Start of Block
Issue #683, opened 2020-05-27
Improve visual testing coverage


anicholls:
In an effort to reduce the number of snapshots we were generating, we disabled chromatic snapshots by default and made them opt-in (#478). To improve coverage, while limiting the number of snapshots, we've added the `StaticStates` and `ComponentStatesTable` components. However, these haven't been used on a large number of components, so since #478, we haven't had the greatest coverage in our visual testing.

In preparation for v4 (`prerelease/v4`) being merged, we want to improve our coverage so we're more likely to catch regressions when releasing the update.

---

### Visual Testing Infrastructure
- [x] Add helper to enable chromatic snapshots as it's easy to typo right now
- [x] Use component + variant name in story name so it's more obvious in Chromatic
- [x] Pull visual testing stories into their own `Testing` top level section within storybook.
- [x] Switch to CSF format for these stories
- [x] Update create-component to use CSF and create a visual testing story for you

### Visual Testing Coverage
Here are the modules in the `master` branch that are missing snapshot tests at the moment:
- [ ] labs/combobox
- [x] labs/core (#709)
End of Block
[Task description] Nothing should be dropped: transcribe all the material exactly.

[Answer to the problem]
Issue #683, opened 2020-05-27
Improve visual testing coverage


anicholls:
In an effort to reduce the number of snapshots we were generating, we disabled chromatic snapshots by default and made them opt-in (#478). To improve coverage, while limiting the number of snapshots, we've added the `StaticStates` and `ComponentStatesTable` components. However, these haven't been used on a large number of components, so since #478, we haven't had the greatest coverage in our visual testing.

In preparation for v4 (`prerelease/v4`) being merged, we want to improve our coverage so we're more likely to catch regressions when releasing the update.

---

### Visual Testing Infrastructure
- [x] Add helper to enable chromatic snapshots as it's easy to typo right now
- [x] Use component + variant name in story name so it's more obvious in Chromatic
- [x] Pull visual testing stories into their own `Testing` top level section within storybook.
- [x] Switch to CSF format for these stories
- [x] Update create-component to use CSF and create a visual testing story for you

### Visual Testing Coverage
Here are the modules in the `master` branch that are missing snapshot tests at the moment:
- [ ] labs/combobox
- [x] labs/core (#709)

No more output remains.